Illinois, which has allowed cameras in its appellate courts and its supreme court since 1983, recently opened up its trial courts to cameras as part of a pilot program. Illinois is part of a growing movement to have cameras in the courtroom. This movement can be seen on the state level, not only in Illinois, but also in Pennsylvania, Minnesota and South Dakota. These states have amended their procedures to make them more accessible to cameras. All 50 states now permit cameras in their courts, albeit with various restrictions. On the federal level, the Judicial Conference recently approved a pilot program, which is being conducted by the Federal Judicial Center, in which 14 district courts are experimenting with cameras in the courtroom. Although the US Supreme Court has resisted permitting cameras during oral argument, Congress has been working on legislation that would allow cameras in the Supreme Court. On February 9, 2012, the Senate Judiciary Committee voted 11-7 in favor of having cameras in the US Supreme Court. A similar bill, the Cameras in the Courtroom Act of 2011, is still pending in the House Judiciary Committee.

Leaving aside the constitutional question of one branch taking an action that does not respect the judgment of a coordinate branch, is permitting cameras in the courtroom a wise policy decision? Making courts accessible to citizens is important, but courts can do this in different ways, such as making audio and written transcripts available as quickly as possible. Cameras are not the only answer. Admittedly, the trend has been toward allowing cameras in courtrooms, but there are good policy reasons to stop short of having cameras in the courtroom, particularly in trial courts. At the very least, state and federal courts need to proceed cautiously and consider what is at stake.

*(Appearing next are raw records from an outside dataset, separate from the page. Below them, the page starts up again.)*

PR #200, opened 2024-04-06
fix: use C:\Program Files\backrest on both x64 and 32-bit

johnmaguire:
While working on #201, I noticed that this code returned `C:\Program Files (x86)` on 64-bit systems, and `C:\Program Files` on 32-bit systems. However, the code downloads a 64-bit binary on 64-bit machines, so it should go in `C:\Program Files` also.

This PR doesn't try to clean up the old file, in case it is in use by another script on the system.

I do wonder if `C:\Program Files\restic` is the best place to install it - were restic to create an installer, it's plausible they would use that as their own install directory. It may be a little safer for backrest to install it into its own program directory, or perhaps some kind of %AppData% directory. 🤷

### DIFF
--- a/internal/resticinstaller/resticinstaller.go
+++ b/internal/resticinstaller/resticinstaller.go
@@ -242,10 +242,7 @@ func FindOrInstallResticBinary() (string, error) {
 	// Check for restic installation in data directory.
 	resticInstallPath := path.Join(config.DataDir(), resticBinName)
 	if runtime.GOOS == "windows" {
-		programFiles := os.Getenv("programfiles(x86)")
-		if programFiles == "" {
-			programFiles = os.Getenv("programfiles")
-		}
+		programFiles := os.Getenv("programfiles")
 		resticInstallPath = path.Join(programFiles, "restic", resticBinName)
 	}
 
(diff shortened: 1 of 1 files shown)


garethgeorge:
Hey, this is an interesting case. I'll be first to admit that I wish I understood window's permissions model a bit better. iirc I ran afoul of some automatic executable blocking (maybe windows defender?) when executing binaries from `%appdata%`, I should try this again. 

I'm not opposed to putting restic in the backrest program directory though e.g. in `C:\Program Files\backrest` and I think leaving behind the old executable sounds reasonable (could be dangerous to try to clean it up as you point out -- and it's not particularly large).

internal/resticinstaller/resticinstaller.go
```diff
@@ -242,10 +242,7 @@ func FindOrInstallResticBinary() (string, error) {
 	// Check for restic installation in data directory.
 	resticInstallPath := path.Join(config.DataDir(), resticBinName)
 	if runtime.GOOS == "windows" {
-		programFiles := os.Getenv("programfiles(x86)")
-		if programFiles == "" {
-			programFiles = os.Getenv("programfiles")
-		}
+		programFiles := os.Getenv("programfiles")
 		resticInstallPath = path.Join(programFiles, "restic", resticBinName)
```
garethgeorge, line 246: let's also update this to `backrest` in your PR, I like the suggestion to use the backrest directory for the restic dependency as well.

Proponents of cameras in the courtroom rely primarily on three arguments: education, transparency and accountability. They argue that cameras in the courtroom will teach citizens about the work of judges and courts. They point out that ordinary citizens know little about this branch of government, and that televising courtroom proceedings will allow people to watch and learn.

Proponents also argue that cameras in the courtroom will make the work of judges more transparent to the citizenry, and that government transparency is important in a democracy. Indeed, Illinois Chief Justice Thomas Kilbride, in explaining why cameras should be permitted in trial courts in Illinois, said: “This is another step to bring more transparency and more accountability to the Illinois court system.”

Proponents also claim that cameras in the courtroom will make judges more accountable to the people. Citizens will be able to watch their judges in action, and decide whether they are performing adequately or not. The underlying assumptions are that if judges know they are being watched, they might treat lawyers and parties better than they now do.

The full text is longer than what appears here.